In the data that follows, count each line holding the string "both"; answer with the number only.

*** LISTED RECORDS

PR #5404, opened 2023-01-13
Fix currency change for manual subscription renewal.

### LINKED ISSUE #5356: Multi-currency incompatibility with Subscriptions renewal: Currency can be changed when cart contains renewal order
### Describe the bug
**Expected behavior**: Currency [can not be changed](https://github.com/Automattic/woocommerce-payments/blob/develop/includes/multi-currency/Compatibility/WooCommerceSubscriptions.php#L149-L153) when renewing a subscription (example: a subscription of 85.79 USD should renew at 85.79 USD, changing currency in "Customer payment page" should not have any impact)

**Current behavior**: Currency can be changed when renewing a subscription and the renewal order can have a wrong total  (example: a subscription of 85.79 USD can renew at 85.79 EUR, changing currency in "Customer payment page" works and changes the currency but not the total)

### To Reproduce
- Set USD as default shop currency
- Enable multi currency, enable EUR and some other non-USD currencies
- Set customer currency to USD, purchase a subscription product
image
- Set the Payment Method to Manual Renewal through Admin UI of Subscription
image
- Renew the Subscription through Admin UI, this will create a renewal order
image
image
- Open the "Customer payment page" as the customer, change the currency to EUR or any other non-USD one
image
  - Expectation is that the currency of the renewal order can not be changed
  - Notice that the currency can be changed, the total shown in the non-USD currency is same as the USD total. Pay for the order, notice the renewal order is completed with the wrong total  
    image
    image

jessepearson:
Fixes #5356

This PR adds a fix to stop the ability to change the currency on the checkout page via the url if a subscription renewal is in the cart. There are other measures in place to hide the currency switcher, but the url appeared to still allow the currency to be changed.

* Add another check inside the `override_selected_currency` method within the `WooCommerceSubscriptions` compatibility class. It checks to see if there is  an `order_awaiting_payment` in the current session. If so, then it checks to see if there's a subscription renewal in that order.
* Add `order_contains_renewal` wrapper method to call Subscriptions `wcs_order_contains_renewal` function.
* Add Subscriptions helper functions and methods for testing.
* Add supporting tests.
* Remove `WCPay\MultiCurrency\Utils` being used in `WooCommerceSubscriptions` compatibility class since it wasn't actually used.

#### Testing instructions

* If you do not have a second currency added on your site, please add another, such as GBP, CAD, or EUR.
  * This is done under WooCommerce > Settings > Multi-Currency.
* Install WooCommerce Subscriptions on your test site.
  * This can be found in the `all-plugins` repo, ping me if you don't know what that is.
* Disable WCPay subscriptions in dev tools.
* Create a new simple subscription product.
* Note: For the next steps I used an incognito/private browser window to test, but it may work with your account on your site.
* Add the subscription product to your cart and complete the purchase.
* Back in the admin of your site go to WooCommerce > Subscriptions, then into your new subscription.
* At the top right under _Subscription actions_ choose _Create pending renewal order_ and click the _>_ or _Update_ button.
* Go back to the front end of your site into My Account > Orders  and click Pay for your new renewal order.
* In the address bar of your browser add `/?currency=EUR`, and then hit enter.
  * Note: EUR can be replaced by any other active currency on your site that is _not_ the default or order currency.
* The currency listed in the order items should not change. 

-------------------

**Post merge**


includes/multi-currency/Compatibility/WooCommerceSubscriptions.php
```diff
@@ -142,7 +148,7 @@ public function maybe_disable_mixed_cart( $value ) {
 	 */
 	public function override_selected_currency( $return ) {
 		// If it's not false, return it.
-		if ( $return ) {
+		if ( $return || $this->running_filters ) {
```
tpaksu: Do you think it'll make sense to be more specific about the `running_filters` variable name here? Maybe it'll be confusing in the future, and someone tries to use it in another method in this file, which may confuse the script?

tpaksu (approved):
I've tested the code with having EUR as the initial currency, and USD as the override currency, the order page prices didn't change to USD, and the payment completed with EUR on a page having the currency override querystring parameter. Thanks for fixing this! I'm approving it with a nitpick, you are free to address it or not. LGTM!

includes/multi-currency/Compatibility/WooCommerceSubscriptions.php
jessepearson: I thought about that, as well, but I couldn't think of a better name. What would you suggest? Maybe `currently_running`?

tpaksu: No, I meant something like `$this->running_currency_override_filters` maybe. Because it'll only affect this method, and I guess it should be only affecting this method. Right?

jessepearson: Ah, okay, that makes sense.

PR #5407, opened 2023-01-15
Webhooks: Switch to CPT for storage, delay webhook processing.

### LINKED ISSUE #5188: Fix Duplicate Charges: Delay webhook processing, query scheduled before failure
### Description

We should delay webhook processing on the client.

### Acceptance criteria

1. Instead of processing the webhook event `payment_intent.succeeded` immediately, store it in a similar fashion to [the webhook reliability service](<https://github.com/Automattic/woocommerce-payments/blob/c6154cddf73f49e486ee9316da1075c9cf982418/includes/class-wc-payments-webhook-reliability-service.php#L20-L20>), and schedule it to be processed in 1 or 2 minutes.
2. Still, in combination with retries upon exceptions, we should be able to use the data from webhooks, in case they arrive in the meantime. This means that storage/scheduling should be done in a way that allows us to query scheduled events by either:
   * (1) order ID (without the necessity for a server call),
   * OR (2) from order meta (which requires a step to save the event ID to order meta before scheduling the event).
3. Within [the `catch` block of `WC_Payment_Gateway_WCPay::process_payment` ](<https://github.com/Automattic/woocommerce-payments/blob/c6154cddf73f49e486ee9316da1075c9cf982418/includes/class-wc-payment-gateway-wcpay.php#L676-L749>), if there is a stored intent (carried by the webhook), we’ll use it to proceed with the other post-payment steps in the gateway. Because of the retries we would have done before that, the webhook should be already accessible this way, given that webhooks are delivered normally, and without issues.

### Testing instructions

1. Go to '…'
2. Click on '…'
3. Scroll down to '…'
4. Observe expected behaviour

### Dev notes

**Important consideration: If we can, we should do this based on merchant-specific flags. This way, if we notice any issues, we’ll be able to toggle this delay remotely.**

### Additional context

paJDYF-6wC-p2#comment-15189<br>p1669286462288109/1669219023.651449-slack-C04CH2FJ8Q0

### LINKED ISSUE #5279: Audit and optimize ActionScheduler usages
Linear issue: WOOPMNT-6366 (somehow this issue is not synced) 

See p7bje6-4BB-p2

Using ActionScheduler is not free. Spawning unnecessary actions can affect the site's performance.

Here's a list of improvements from a quick search for `schedule_job` across the code:
- We issue a bunch of actions after an order is processed. All of those could be rolled into one, which will take an order and perform the actions in bulk:
  - ~~`wcpay_update_customer_with_order_data`~~ Removed: see paJDYF-6T1-p2
  - `wcpay_update_saved_payment_method`
  - `wcpay_track_new_order` and `wcpay_track_update_order`
  - In addtion, the above 3 points could be moved to `WC_Payments_Order_Service` 
  - `wcpay_add_fee_breakdown_to_order_notes`
  - In the p2 post above there was also a suggestion of maintaining a list of orders needing attention and running a recurring action processing them in batches. 
  - There was also a suggestion to use the `shutdown` action hook (already used [here](https://github.com/Automattic/woocommerce-payments/blob/1ffd7b713db8588bbc59ad8f63dddf0abd65224d/includes/admin/tracks/tracks-loader.php#L44) and [here](https://github.com/Automattic/woocommerce-payments/blob/1ffd7b713db8588bbc59ad8f63dddf0abd65224d/includes/subscriptions/class-wc-payments-product-service.php#L84)) and avoid the ActionScheduler altogether, which would be preferable
- `wcpay_instant_deposit_reminder` seems to be an action used properly
- Failed webhook processing, we could try to process them all at once or batch them in bulks of, let's say, 5 (an arbitrary number):
  - `wcpay_webhook_process_event` shouldn't be issued per single webhook
- ~~Failed webhook fetching~~ (see [below](https://github.com/Automattic/woocommerce-payments/issues/5279#issuecomment-1357671038))
  - ~~`wcpay_webhook_fetch_events`~~
  - ~~This one's quite tricky as it hooks into the account update action, which it maybe shouldn't. In which case some backend work is also required, where we add a new endpoint.~~
  - ~~Seems to be run every time an account is refreshed, which heavily depends on the logic there, which is unrelated to webhook processing.~~
  - ~~Should be run using a scheduled recurring action instead (NOT a one-off action requeuing itself)~~
  - ~~Feel free to break this out into its own issue/task~~

The above list covers all the async actions from the time of writing, but there might be more in the future. In general:
- We shouldn't issue more than one job if the actions can be batched and processed inside one job
- We should use recurring actions more rather than inventing our own mechanisms using one-off actions

cc @Automattic/gamma

RadoslavGeorgiev:
Partially Fixes #5279. Fixes #5188.

(TBD better)

- [x] Add a custom post type for storing webhooks & related functionality (CRUD).
- [x] Store some (decided by `should_delay_event()`) webhooks in the post type upon their normal arrival.
- [x] Store all polled events in the post type.
- [x] Add webhook processing to the `catch` block of `process_payment` in order to check if there is a successful payment even though there was failure.
- [ ] Add a recurring action to process the events in the post type.

#### Testing instructions

*

-------------------

**Post merge**


includes/class-wc-payments-webhook-reliability-service.php
```diff
@@ -163,52 +158,183 @@ private function schedule_fetch_events() {
...
+			return;
 		}
 
-		return set_transient( $this->get_transient_name_for_event_id( $event_data['id'] ), $event_data, DAY_IN_SECONDS );
+		$post_arr = [
+			'post_title'   => $event['id'] . ' (' . $event['type'] . ')',
+			'post_name'    => $event['id'],
+			'post_type'    => self::POST_TYPE,
+			'post_content' => maybe_serialize( $event['data'] ),
+			'menu_order'   => $event['livemode'] ? 1 : 0,
```
RadoslavGeorgiev, line 220: Let's use a taxonomy instead.

includes/class-wc-payments-webhook-reliability-service.php
```diff
@@ -163,52 +158,183 @@ private function schedule_fetch_events() {
...
+
+		switch ( $event['type'] ) {
+			case 'payment_intent.succeeded':
+				$post_arr['post_parent'] = $event['data']['object']['metadata']['order_id'];
+				break;
+		}
+
+		$post_id = wp_insert_post( $post_arr );
+		if ( is_wp_error( $post_id ) || 0 <= $post_id ) {
+			Logger::error( 'Could not store event in CPT. Event ID: ' . $event['id'] );
```
RadoslavGeorgiev, line 234: Add the event data here to make debugging easier if necessary?

includes/class-wc-payments-webhook-reliability-service.php
```diff
@@ -163,52 +158,183 @@ private function schedule_fetch_events() {
...
+	 * @return bool        Whether to delay the processing of the event.
 	 */
-	private function get_transient_name_for_event_id( string $event_id ): string {
-		// Use md5 to overcome the limit of transient name (172 characters) while Stripe event ID can be up to 255.
-		return 'wcpay_failed_event_' . md5( $event_id );
+	public function should_delay_event( array $event ) {
+		return in_array(
+			$event['type'],
+			[
+				'payment_intent.succeeded',
```
RadoslavGeorgiev, line 196: For SEPA payments, we should not delay the processing.

PR #5410, opened 2023-01-16
Load chunks properly with JS concatenation enabled

ismaeldcom:
With a recent incident report (paJDYF-6DK-p2) we noticed the need to fix chunks loading for sites with JS concatenation enabled. By default, chucks are loaded with a relative URL. JS concatenation will load them from a different path causing a 404 error. So we need to ensure they are loaded from the right path/URL.

- Override `__webpack_public_path__` using a dynamic value from `window.wcpayAssets.url` with the URL of WCPay dist path in the running site.
- Map every webpack entry to prepend the override, to avoid the need of manually importing `public-path.js` on every entry, or use a third party plugin.
- Inject `WCPAY_ASSETS` a new inline script in both WP admin and frontend, to make the plugin dist folder URL available on `window`.
- Use chunks hash as cache busting, keeping the convention of `?ver=[hash]` we already use to load JS scripts from PHP.

##### Prerequisites
- Install [Page Optimize](https://wordpress.org/plugins/page-optimize/) plugin.
- Go to **Settings → Performance** and enable `Concatenate scripts`.
- Edit `client/checkout/utils/fingerprint.js`, comment `FingerprintJS` import, and add the following code on `getFingerprint` first line:
```js
	const FingerprintJS = await import(
		/* webpackChunkName: "fp-agent" */
		'@fingerprintjs/fingerprintjs'
	);
```

##### Without this PR
- Run a webpack build in production mode `NODE_ENV=production node_modules/.bin/webpack build`.
- Add a product to the cart and go to checkout.
- You should see an error notice `Loading chunk N failed...`.

##### With this PR
- Run a webpack build in production mode `NODE_ENV=production node_modules/.bin/webpack build`.
- Add a product to the cart and go to checkout.
- Should work fine.

You can also check on browser inspector network tab, how enabling/disabling scripts concatenation makes `fp-agent` load from a different script.

-------------------

**Post merge**


daquinons (commented):
Thank you for this! :fire: The changes make sense and I've tested both scenarios 
Screenshot 2023-01-18 at 13 44 10

Screenshot 2023-01-18 at 13 46 00

I have a question about this part:
> You can also check on browser inspector network tab, how enabling/disabling scripts concatenation makes fp-agent load from a different script.

I tried to disable the script concatenation an still was loading from the same url 😕 Am I doing what is expected there? I feel like I'm missing something :)

ismaeldcom:
Thanks for the review 🙂 

>I tried to disable the script concatenation an still was loading from the same url 😕 Am I doing what is expected there? I feel like I'm missing something :)

The URL should be the same, because now it works as expected. The difference when you disable the script concatenation is on the network call initiator.

Without concatenation, the initiator is `upe_checkout.js`, one of our build entries:
Screenshot 2023-01-18 at 14 05 09

With concatenation, the initiator is `/_static/` for [Page Optimize](https://wordpress.org/plugins/page-optimize/), as it serves all concatenated scripts from a custom URL. In this case `upe_checkout.js` is included in the generated static file.
Screenshot 2023-01-18 at 14 06 01

daquinons:
> Thanks for the review 🙂
> 
> > I tried to disable the script concatenation an still was loading from the same url 😕 Am I doing what is expected there? I feel like I'm missing something :)
> 
> The URL should be the same, because now it works as expected. The difference when you disable the script concatenation is on the network call initiator.
> 
> Without concatenation, the initiator is `upe_checkout.js`, one of our build entries: Screenshot 2023-01-18 at 14 05 09
> 
> With concatenation, the initiator is `/_static/` for [Page Optimize](https://wordpress.org/plugins/page-optimize/), as it serves all concatenated scripts from a custom URL. In this case `upe_checkout.js` is included in the generated static file. Screenshot 2023-01-18 at 14 06 01

Aha!!! Now I saw it :D I wasn't looking at the initiator 💯

daquinons (approved):
After finding the last detail, I can approve it 🙌 Awesome @ismaeldcom

webpack/shared.js
```diff
@@ -1,39 +1,46 @@
...
+				'./client/multi-currency-analytics/index.js',
+			order: './client/order/index.js',
+			'subscriptions-empty-state':
+				'./client/subscriptions-empty-state/index.js',
+			'subscription-product-onboarding-modal':
+				'./client/subscription-product-onboarding/modal.js',
+			'subscription-product-onboarding-toast':
+				'./client/subscription-product-onboarding/toast.js',
+		},
+		// Override webpack public patch dynamically on every entry.
```
marcinbot: Typo: `patch` should be `path`

marcinbot (approved):
Looks good and the changes make sense. One small typo, but otherwise should be ready to :ship:

webpack/shared.js
ismaeldcom: Good catch, thanks! 🙂 _Addressed in ef06522_

PR #5415, opened 2023-01-17
Increase OTP popup height

Mayisha:
Increased the WooPay OTP popup's height by `50px` to make it visually better and accommodate the contents better in the popup viewport.


bborman22 (approved):
This looked good to me! I tested these out with the other WooPay design updates as well and all looked good.

LGTM!

PR #5416, opened 2023-01-17
Fix WooPay Express Checkout button error message display

brettshumaker:

If the WooPay service is unavailable, this PR adds notices to the appropriate `woocommerce-notices-wrapper` container instead of trying to place them under the email input field as it's not always available. For blocks cart/checkout pages, it adds them to the notices store and they are displayed immediately. For the shortcode cart/checkout and single product pages, it makes an ajax call to retrieve the HTML generated by `wc_add_notice()` and then adds that HTMl to the container. Let me know if there's a better way to achieve this for the non-blocks pages.

#### Testing instructions

* To test this, I was adding the following snippet to the top of `openIframe()` in `client/checkout/platform-checkout/express-button/express-button-iframe.js`. It causes the error notice to be added instead of needing to create a scenario where WooPay is unavailable.
```
showErrorMessage();
return;
```

* Check the single product page to ensure that the error notice is added in the correct location when the WooPay express checkout button is clicked.
* Check the shortcode cart page to ensure that the error notice is added in the correct location when the WooPay express checkout button is clicked.
* Check the shortcode checkout page to ensure that the error notice is added in the correct location when the WooPay express checkout button is clicked.
* Check the block cart page to ensure that the error notice is added in the correct location when the WooPay express checkout button is clicked.
* Check the block checkout page to ensure that the error notice is added in the correct location when the WooPay express checkout button is clicked.

It should look like this:
cart-shortcode checkout-shortcode cart-block checkout-block single-product

-------------------

**Post merge**

### DIFF
--- a/changelog/fix-woopay-express-checkout-button-error-message-display
+++ b/changelog/fix-woopay-express-checkout-button-error-message-display
@@ -1,0 +1,5 @@
+Significance: patch
+Type: update
+Comment: Updates the way error notices are displayed for the WooPay express checkout button. This feature is behind a feature flag and is not yet public.
+
+
--- a/client/checkout/platform-checkout/express-button/express-checkout-iframe.js
+++ b/client/checkout/platform-checkout/express-button/express-checkout-iframe.js
@@ -5,7 +5,7 @@ import { __ } from '@wordpress/i18n';
 import { getConfig } from 'utils/checkout';
 import wcpayTracks from 'tracks';
 
-export const expressCheckoutIframe = async ( api ) => {
+export const expressCheckoutIframe = async ( api, context ) => {
 	let userEmail = '';
 
 	const parentDiv = document.body;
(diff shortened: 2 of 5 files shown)


bborman22:
Just making a note that we had talked briefly about this issue yesterday and discovered that the current test to determine if the page is using WC Blocks wasn't granular enough to catch different versions of the WC Blocks plugin. This was preventing the errors from displaying on the shortcode cart and checkout. The fix seemed to be to look for a `wcBlocks` entry in the `wcSettings` instead as that seemed to be consistent throughout the WC Blocks versions.

brettshumaker:
Noting that I've tested this with the latest WC (7.3) and the latest Blocks (9.4.0) plugins. Works fine except for the block cart page as there's a bug in the 9.4.0 Blocks plugin but it looks like that will be patched before that's put into core WC.

bborman22 (approved):
Works very well for me now! I tested with shortcode and blocks for all scenarios and worked as expected. I tested this out with WC 7.1.1 and WC Blocks 9.2 as well to give some different versions a test and worked as expected.

LGTM!

PR #5423, opened 2023-01-19
Ensure WCPay JS loaded on Checkout page for zero order totals

### LINKED ISSUE #4764: Payment form absent when item with price added to cart via AJAX on a free order
### Describe the bug
When an item with price 0 is added to the cart, it is expected that the payment form does not need to be displayed on the Checkout page. But, when an item with a price is added to the cart via AJAX on the checkout page, the payment form should appear, because it is no longer a 0 priced order.

### To Reproduce
1. Set up a product with a price of 0.
2. Set up two shipping types - Free Shipping and Flat rate at a non-zero cost
3. Add 0 priced item to cart and go to checkout page. Free shipping should be selected by default, so that order total is 0
4. Switch to Flat rate shipping on Checkout page so that order total is non-zero

### Actual behavior
The payment section loads, but there is no credit card form.

### Screenshots
image

### Expected behavior
When order total is 0 on Checkout page load, but is then updated to be non-0, the credit card form should appear and customer should be able to place the order.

******

> _ANSWER SECTION_
2